Statement 8. The system of Statement 7, wherein the processor is further configured to: identify a first word of the plurality of words; provide the first word to the first layer of the first machine learning model, wherein the first layer is configured to select the second machine learning model and generate a first output based on the first word; store in the table a first identifier to the second machine learning model, in association with the first word and the first layer; provide the first output of the first layer to the second layer of the first machine learning model, wherein the second layer is configured to select the third machine learning model and generate a second output based on the first output; and store in the table a second identifier to the third machine learning model, in association with the first word and the second layer.

Statement 9. The system of Statement 1, wherein the input includes a first token generated by the first machine learning model, wherein the prediction includes a second token generated based on the first token.

Statement 10. The system of Statement 1, wherein the first machine learning model includes a large language model.
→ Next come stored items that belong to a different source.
PR #2962, opened 2025-12-16
FIX: Inject from state dict into compiled model

### LINKED ISSUE #2957: torch compiled model cannot have LoRA added without workaround
### System Info

hello, when using torch inductor to compile the entire transformer (Diffusers) it was observed that the target modules are claimed to not exist.

this is because the state dict returned of the OptimizedModel has the orig_mod prefix applied.

the following script demonstrates the issue as well as a horrible workaround that duplicates the dict keys - it seems the proper way to handle this is to check for OptimizedModel and then unwrap before applying the LoraConfig?

### Who can help?

_No response_

### Reproduction

```py
"""
Minimal repro: torch.compile + PEFT target-module resolution mismatch.

Expected: LoRA adapter injects into `transformer_blocks.0.attn.to_q`.
Observed: After torch.compile, module names gain `_orig_mod.` prefix so PEFT
          cannot match targets and raises:
          ValueError: Target modules {'transformer_blocks.0.attn.to_q'} not found in the base model.

Run:
    .venv/bin/python repros/peft_dynamo_target_mismatch.py
"""

import torch
from peft import LoraConfig
from peft import inject_adapter_in_model


class Toy(torch.nn.Module):
    def __init__(self):
        super().__init__()
        self.transformer_blocks = torch.nn.ModuleList(
            [
                torch.nn.ModuleDict(
                    {
                        "attn": torch.nn.ModuleDict(
                            {
                                "to_q": torch.nn.Linear(4, 4),
                                "to_k": torch.nn.Linear(4, 4),
                                "to_v": torch.nn.Linear(4, 4),
                                "to_out": torch.nn.ModuleList([torch.nn.Linear(4, 4)]),
                            }
                        )
                    }
                )
            ]
        )

    def forward(self, x):
        return self.transformer_blocks[0]["attn"]["to_q"](x)


def main():
    # Target the pre-compile module name.
    lora_cfg = LoraConfig(r=2, lora_alpha=2, target_modules=["transformer_blocks.0.attn.to_q"])
    # Minimal LoRA state dict matching the uncompiled module path.
    lora_state = {
        "transformer_blocks.0.attn.to_q.lora_A.weight": torch.zeros(2, 4),
        "transformer_blocks.0.attn.to_q.lora_B.weight": torch.zeros(4, 2),
    }

    model = torch.compile(Toy(), backend="inductor")
    print("Compiled module names containing 'to_q':")
    print([name for name, _ in model.named_modules() if "to_q" in name])

    # Monkeypatch/augment: duplicate LoRA state_dict keys with the `_orig_mod.` prefix
    # so PEFT can match compiled module names.
    def _with_orig_mod_prefix(sd: dict[str, torch.Tensor]) -> dict[str, torch.Tensor]:
        patched = dict(sd)
        for key, value in list(sd.items()):
            patched[f"_orig_mod.{key}"] = value
        return patched

    patched_state = _with_orig_mod_prefix(lora_state)
    inject_adapter_in_model(lora_cfg, model, adapter_name="default", state_dict=patched_state)
    print("Adapter injection succeeded under torch.compile with prefixed state dict.")


if __name__ == "__main__":
    main()
```

### Expected behavior

The adapter should load without caller-level workaround.

BenjaminBossan:
Resolves #2957.

If we directly inject the adapter into the model from a `state_dict`, if the model is compiled, the keys would not match because they contain the `'_orig_mod.'` prefix from the compilation. This PR addresses this issue.

### DIFF
--- a/src/peft/tuners/tuners_utils.py
+++ b/src/peft/tuners/tuners_utils.py
@@ -771,7 +771,7 @@ class BaseTuner(nn.Module, ABC):
             prefix = PEFT_TYPE_TO_PREFIX_MAPPING[peft_config.peft_type]
             # Find the module name from the state_dict. Also defensively remove '_orig_mod.', which might be inserted if
             # the model was torch.compiled beforehand
-            module_names = {k.rsplit("." + prefix, 1)[0].replace("_orig_mod.", "") for k in state_dict}
+            module_names = {k.rsplit("." + prefix, 1)[0].removeprefix("_orig_mod.") for k in state_dict}
 
         for key, module in named_modules:
             if not key:


src/peft/tuners/tuners_utils.py
```diff
@@ -769,7 +769,9 @@ def inject_adapter(
         module_names: set[str] = set()
         if state_dict is not None:
             prefix = PEFT_TYPE_TO_PREFIX_MAPPING[peft_config.peft_type]
-            module_names = {k.rsplit("." + prefix, 1)[0] for k in state_dict}
+            # Find the module name from the state_dict. Also defensively remove '_orig_mod.', which might be inserted if
+            # the model was torch.compiled beforehand
+            module_names = {k.rsplit("." + prefix, 1)[0].replace("_orig_mod.", "") for k in state_dict}
```
githubnemo: Why can we do `removeprefix` below but here we use `replace`? If possible it'd be nice to only use `removeprefix` to avoid accidental removes

BenjaminBossan: Good point, done. Please check again.

githubnemo (approved):

PR #2978, opened 2026-01-08
fix oft gptq forward

jiqing-feng:
Fixed incorrect logic in GPTQOFTLinear.forward.
Previously, self.quant_linear_module(x) was executed twice, and the input casting was misplaced. This change removes the redundant call and ensures the input is cast to expected_dtype before being passed to the linear module, aligning the implementation with AwqOFTLinear.


jiqing-feng:
Hi @BenjaminBossan . Could you please review this PR? Thanks!

PR #2979, opened 2026-01-08
fix device map check

jiqing-feng:
Setting device_map='auto' does not guarantee that the model will be split across all available cards.. For example, I load gpt2 model in the A100 and select 6 cards (all 6 cards are available).
CMD: `CUDA_VISIBLE_DEVICES=1,2,3,4,5,6 python test_device.py`
```python
import torch

model = AutoModelForCausalLM.from_pretrained("gpt2", dtype=torch.float16, device_map="auto")
print(model.hf_device_map)
```

output: `{'': 5}`

With the latest change https://github.com/huggingface/transformers/pull/43019 , single device will not assign hf_device_map for the model, so we need to check if the model has the attr hf_device_map.

### DIFF
--- a/tests/test_gptqmodel.py
+++ b/tests/test_gptqmodel.py
@@ -41,11 +41,11 @@ from peft.tuners.lora import GPTQLoraLinear
 from peft.utils import SAFETENSORS_WEIGHTS_NAME, infer_device
 
 from .testing_utils import (
+    DEVICE_MAP_MAP,
     load_dataset_english_quotes,
     require_gptqmodel,
     require_optimum,
     require_torch_multi_accelerator,
-    DEVICE_MAP_MAP,
 )
 
 
--- a/tests/test_gpu_examples.py
+++ b/tests/test_gpu_examples.py
@@ -88,6 +88,7 @@ from peft.utils.other import fsdp_auto_wrap_policy
 from tests.testing_utils import hub_online_once
 
 from .testing_utils import (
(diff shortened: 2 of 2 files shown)


jiqing-feng:
Hi @BenjaminBossan . Would you please review this PR? Thanks!

BenjaminBossan:
Thanks for this PR. I wonder if this is the right solution. These tests are explicitly for multi accelerator, but the case you describe means that the whole model is on a single device. Therefore, the test would not be testing what it is supposed to test.

I think a better solution would be to force the model to be on exactly two devices (which is what we have on our GPU runners) and then the existing assert should work. We already do this for other tests, see this:

https://github.com/huggingface/peft/blob/b4750c719c7bb7c7a7d78c46694ab9da74e84f12/tests/test_gpu_examples.py#L117

I believe this would be the better fix for the issue, WDYT?

Back then when I added this, I also wrote a small helper function to create the device map, it might work here too:

https://github.com/huggingface/peft/pull/2612#issue-3175553546

jiqing-feng:
Hi @BenjaminBossan . I have changed the tests by your comment, please review it. Thanks!

BenjaminBossan:
Thanks for the update. I ran the corresponding GPU tests locally and they passed. For the CI, could you please run `make style`?

jiqing-feng:
Hi @BenjaminBossan . I've updated the style. Please review it. Thanks!

PR #2984, opened 2026-01-08
Updated MetaMathQA results

githubnemo:
Executed all experiments anew and set autocast_adapter_dtype to false for OSF since it previously was disabling this behavior on its own.


BenjaminBossan (approved):
Thanks for running the new experiments. I skimmed all the diffs to ensure that there are the no surprising jumps in metrics. The train losses and max memory reserved are pretty stable, which is good and what we expected. Test accuracies are also close but fluctuate a bit more (expected, as they use generations). Elapsed time is significantly smaller, even though each individual time for train/eval is approximately roughly the same. This should thus be due to our improvement from #2894.

The new forgetting metric can vary quite a lot between methods, though most cluster between 0 and 0.5. Surprisingly, some methods have negative forgetting score, although that could be random noise due to the size of the dataset. However, trainable tokens have a forgetting score of -3.3, which I have no explanation for. On the other hand, the worst forgetting scores can be found for p-tuning and prompt-tuning, which is not something I would have predicted.

There doesn't seem to be a clear correlation between forgetting and other metrics (e.g. no tradeoff between forgetting and test accuracy or trainable params). I think we should revisit this metric sometime in the future to see if it can be improved.

image

Issue #2991, opened 2026-01-13
CoRDA initialization lacks support for Conv1D layers in older models like GPT-2


sambhavnoobcoder:
### System Info

Software : latest with main branch
Hardware: MacOS , ran on CPU 

### Who can help?

@BenjaminBossan @githubnemo 

### Reproduction

```python
"""
Bug reproducer: CoRDA fails with Conv1D layers (GPT-2)
Issue: CoRDA only checks for nn.Linear, missing Conv1D support that EVA has
"""
from transformers import AutoModelForCausalLM
from peft import LoraConfig
from peft.tuners.lora.corda import target_modules as corda_target_modules

# Load GPT-2 (uses Conv1D layers)
model = AutoModelForCausalLM.from_pretrained("gpt2")

# Configure targeting Conv1D layers
lora_config = LoraConfig(
    r=8,
    lora_alpha=16,
    target_modules=["c_fc", "c_proj"],  # These are Conv1D layers in GPT-2
    task_type="CAUSAL_LM"
)

# Check how many modules CoRDA detects
corda_modules = list(corda_target_modules(model, lora_config))

print(f"CoRDA detected modules: {len(corda_modules)}")
print(f"Expected: 36 Conv1D layers (c_fc and c_proj in 12 transformer blocks)")

if len(corda_modules) == 0:
    print("\nBUG CONFIRMED: CoRDA detects 0 modules")
else:
    print("\n Fixed!")

```

Error occurs because CoRDA initialization does not transpose weights for fan_in_fan_out=True, leading to shape mismatch in SVD or decomposition. For comparison, switching to init_lora_weights="eva" works without error.

### Expected behavior

CoRDA should handle weight transposition for models using Conv1D (fan_in_fan_out=True) like GPT-2, similar to how standard LoRA and EVA do. The initialization should succeed without dimension mismatch errors, allowing fine-tuning on older transformers.

PR #2992, opened 2026-01-13
Add Conv1D support to CoRDA for GPT-2 compatibility #2991

sambhavnoobcoder:
## Summary

This PR fixes a bug in CoRDA's `target_modules()` function that prevented it from working with models using `Conv1D` layers, such as GPT-2. CoRDA now correctly detects and processes `Conv1D` layers, matching the behavior of EVA.

### The Problem

CoRDA failed to work with GPT-2 and other models that use `Conv1D` layers (a specialized linear layer used in older transformer architectures). When attempting to apply CoRDA to GPT-2's `c_fc` and `c_proj` layers, the preprocessing would detect **zero modules** instead of the expected 36 Conv1D layers.

### Discovery Process

While reviewing CoRDA and a few other LoRA variants , I noticed that CoRDA failed on GPT-2, while EVA worked perfectly. After methodical investigation:

1. **Tested multiple LoRA variants** - Confirmed EVA and other implementations work with GPT-2
2. **Examined both codebases** - Found the critical difference in layer detection logic
3. **Created minimal reproducer** - Isolated the exact issue to the `target_modules()` function

### Root Cause

The issue was in `src/peft/tuners/lora/corda.py` line 45:

**CoRDA (broken):**
```python
if LoraModel._check_target_module_exists(config, name) and isinstance(module, nn.Linear):
```

**EVA (working):**
```python
return isinstance(module, (torch.nn.Linear, Conv1D)) and is_target_module
```

CoRDA only checked for `nn.Linear`, missing GPT-2's 36 `Conv1D` layers entirely.

### Changes Made

1. **Import Conv1D** - Added `from transformers.pytorch_utils import Conv1D`
2. **Updated isinstance check** - Changed to `isinstance(module, (nn.Linear, Conv1D))`
3. **Updated type hint** - Changed `collect_eigens_for_layer` parameter from `nn.Linear` to `nn.Module` for accuracy
4. **Updated docstring** - Clarified that both `nn.Linear` and `Conv1D` are supported

### Files Modified

- `src/peft/tuners/lora/corda.py` (4 lines changed)

### Before Fix
```
CoRDA detected modules: 0
Expected: 36 Conv1D layers (c_fc and c_proj in 12 transformer blocks)

BUG CONFIRMED: CoRDA detects 0 modules
```

### After Fix
```
CoRDA detected modules: 36
Expected: 36 Conv1D layers (c_fc and c_proj in 12 transformer blocks)

Fixed!
```

### Test Coverage

- ✅ Module detection now correctly identifies all 36 Conv1D layers in GPT-2
- ✅ Verified against the exact same approach used in EVA (already in production)
- ✅ No breaking changes to existing Linear layer support

## Screenshots

image

**Fixes** : #2991 

**cc:** @BenjaminBossan

### DIFF
--- a/src/peft/tuners/lora/layer.py
+++ b/src/peft/tuners/lora/layer.py
@@ -430,7 +430,7 @@ class LoraLayer(BaseTunerLayer):
         # For Conv1D, lora_B @ lora_A gives (out_dim, in_dim) but weight is (in_dim, out_dim)
         # So we need to transpose before subtraction
         delta = self.scaling[adapter_name] * lora_B @ lora_A
-        delta = transpose(delta, fan_in_fan_out=isinstance(linear, Conv1D))
+        delta = transpose(delta, fan_in_fan_out=self.fan_in_fan_out)
         weight = weight.data - delta
         weight = weight.to(dtype)
         self.get_base_layer().weight.data = weight


BenjaminBossan:
Thanks for spotting this and providing a PR to fix it. As you mentioned in the issue, with `Conv1D` the weight is transposed compared to `Linear` layers. Shouldn't this be accounted for in the `collect_eigens_for_layer` function?

sambhavnoobcoder:
Yes @BenjaminBossan  , i missed this . thanks for this comment . tested the full pipeline , seems fine now . Do let me know if any other changes are needed as well . i'll make those asap .

sambhavnoobcoder:
Thank you for the reproducer @BenjaminBossan , it was very helpful in identifying where changes were required ., i think the fix and its respective tests earlier only to check and sure that CoRDA could find the 1D layers , whereas it also needed changes to run preprocess_corda + get_peft_model end to end , ensuring that the SVD decomposition worked properly or not . 
I have made the necessary changes now . the reproducer now passes with the following output : 
image


as well as added two unit tests for validation of the same : 
image

I would appreciate your reviews and any suggested  changes on the same .

src/peft/tuners/lora/layer.py
```diff
@@ -421,7 +426,13 @@ def corda_init(self, adapter_name, init_lora_weights):
         lora_B = U.mul(S.sqrt()).contiguous()
         self.lora_A[adapter_name].weight.data = lora_A
         self.lora_B[adapter_name].weight.data = lora_B
-        weight = weight.data - self.scaling[adapter_name] * lora_B @ lora_A
+
+        # For Conv1D, lora_B @ lora_A gives (out_dim, in_dim) but weight is (in_dim, out_dim)
+        # So we need to transpose before subtraction
+        delta = self.scaling[adapter_name] * lora_B @ lora_A
```
BenjaminBossan, line 432: Let's use `transpose` here as this is the general pattern we employ for "normalizing" the weight orientation.

tests/test_initialization.py
```diff
@@ -3300,6 +3300,48 @@ def test_lora_corda_alpha_pattern_and_rslora_raises(self, data, tmp_path, corda_
                 tmp_path / "corda-model", path_initial_model_for_weight_conversion=tmp_path / "init-model"
             )
 
+    @pytest.mark.parametrize("corda_method", ("ipm", "kpm"))
+    def test_lora_corda_conv1d_gpt2(self, tmp_path, corda_method):
+        """Test that CoRDA works with Conv1D layers (GPT-2)."""
+        from transformers import AutoModelForCausalLM, AutoTokenizer
+
+        model = AutoModelForCausalLM.from_pretrained("gpt2")
```
BenjaminBossan: Let's use `"peft-internal-testing/tiny-random-gpt2"`.

tests/test_initialization.py
```diff
@@ -3300,6 +3300,48 @@ def test_lora_corda_alpha_pattern_and_rslora_raises(self, data, tmp_path, corda_
                 tmp_path / "corda-model", path_initial_model_for_weight_conversion=tmp_path / "init-model"
             )
 
+    @pytest.mark.parametrize("corda_method", ("ipm", "kpm"))
+    def test_lora_corda_conv1d_gpt2(self, tmp_path, corda_method):
+        """Test that CoRDA works with Conv1D layers (GPT-2)."""
+        from transformers import AutoModelForCausalLM, AutoTokenizer
```
BenjaminBossan: Let's make the imports global.

tests/test_initialization.py
```diff
@@ -3300,6 +3300,48 @@ def test_lora_corda_alpha_pattern_and_rslora_raises(self, data, tmp_path, corda_
...
+
+        model = AutoModelForCausalLM.from_pretrained("gpt2")
+        tokenizer = AutoTokenizer.from_pretrained("gpt2")
+
+        # Create sample input
+        text = "Hello world"
+        inputs = tokenizer(text, return_tensors="pt")
```
BenjaminBossan: For a test like this, we can just create a random input with torch, no need to load the tokenizer.

tests/test_initialization.py
```diff
@@ -3300,6 +3300,48 @@ def test_lora_corda_alpha_pattern_and_rslora_raises(self, data, tmp_path, corda_
...
+            corda_method=corda_method,
+        )
+        config = LoraConfig(
+            init_lora_weights="corda",
+            target_modules=["c_fc"],  # Conv1D layer in GPT-2
+            fan_in_fan_out=True,  # Required for Conv1D
+            corda_config=corda_config,
+        )
+
+        # Preprocess with CoRDA
```
BenjaminBossan: Let's reference the issue here and mention that this is the thing that failed beforehand.

tests/test_initialization.py
```diff
@@ -3300,6 +3300,48 @@ def test_lora_corda_alpha_pattern_and_rslora_raises(self, data, tmp_path, corda_
...
+        preprocess_corda(
+            model,
+            config,
+            run_model=lambda: model(**inputs),
+        )
+
+        # Create PEFT model
+        peft_model = get_peft_model(model, config)
+
+        # Check that adapter performs identity transformation initially
```
BenjaminBossan: Let's mention that this is just a sanity check, the important step we test is the preprocessing above.

src/peft/tuners/lora/layer.py
sambhavnoobcoder: fixed in [a022b1a](https://github.com/huggingface/peft/pull/2992/commits/a022b1a572b7c0e1436192ea1a1e6ab94f13996d)

tests/test_initialization.py
sambhavnoobcoder: done in [17f8517](https://github.com/huggingface/peft/pull/2992/commits/17f85173a4afe0756bf33841c15c0e89cfea4e4c)

tests/test_initialization.py
sambhavnoobcoder: done in [17f8517](https://github.com/huggingface/peft/pull/2992/commits/17f85173a4afe0756bf33841c15c0e89cfea4e4c)

tests/test_initialization.py
sambhavnoobcoder: done in [bc35201](https://github.com/huggingface/peft/pull/2992/commits/bc35201508990df558f8434a03277ce761c4cd53)

tests/test_initialization.py
sambhavnoobcoder: done in [bc35201](https://github.com/huggingface/peft/pull/2992/commits/bc35201508990df558f8434a03277ce761c4cd53)

tests/test_initialization.py
sambhavnoobcoder: done in [bc35201](https://github.com/huggingface/peft/pull/2992/commits/bc35201508990df558f8434a03277ce761c4cd53)

sambhavnoobcoder:
Thank you @BenjaminBossan . I've made all the changes from the comments . kindly review this and let me know if this needs any more changes . i'll make those asap .

src/peft/tuners/lora/layer.py
```diff
@@ -421,7 +426,12 @@ def corda_init(self, adapter_name, init_lora_weights):
...
+        delta = transpose(delta, fan_in_fan_out=isinstance(linear, Conv1D))
```
```suggestion
        delta = transpose(delta, fan_in_fan_out=self.fan_in_fan_out))
```

This should work, right?

sambhavnoobcoder: done in [6b4427b](https://github.com/huggingface/peft/pull/2992/commits/6b4427b74fc94b503a35dbd2256e961182226cb9)

sambhavnoobcoder:
Thank you for the fast reviews and the quick merge !!!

Statement 11. A method comprising: identifying an input to a first machine learning model having a first layer and a second layer; identifying from a table, based on the input, a second machine learning model associated with the first layer and a third machine learning model associated with the second layer; based on identifying the second machine learning model and the third machine learning model from the table, transmitting a command to fetch the second machine learning model and the third machine learning model from a first storage medium into a second storage medium; and executing the second machine learning model and the third machine learning model for generating a prediction based on the input.

Statement 12. The method of Statement 11, wherein an access latency of the first storage medium is higher than an access latency of the second storage medium.

Statement 13. The method of Statement 11, wherein the first layer and the second layer respectively include a first transformer layer and a second transformer layer of a neural network.

Statement 14. The method of Statement 11, wherein the second machine learning model and the third machine learning model respectively include a first neural network with a first set of parameters and a second neural network with a second set of parameters.

Statement 15. The method of Statement 11, wherein the second machine learning model and the third machine learning model are respectively trained for a first task and a second task.

Statement 16. The method of Statement 11, wherein the input is a token and the table stores the token, a first identifier for the second machine learning model, and a second identifier for the third machine learning model.

Statement 17. The method of Statement 11, wherein the table includes a plurality of words used to train the first machine learning model.

Statement 18. The method of Statement 17 further comprising: identifying a first word of the plurality of words; providing the first word to the first layer of the first machine learning model, wherein the first layer is configured to select the second machine learning model and generate a first output based on the first word; storing in the table a first identifier to the second machine learning model, in association with the first word and the first layer; providing the first output of the first layer to the second layer of the first machine learning model, wherein the second layer is configured to select the third machine learning model and generate a second output based on the first output; and storing in the table a second identifier to the third machine learning model, in association with the first word and the second layer.

Statement 19. The method of Statement 11, wherein the input includes a first token generated by the first machine learning model, wherein the prediction includes a second token generated based on the first token.

Statement 20. The method of Statement 11, wherein the first machine learning model includes a large language model.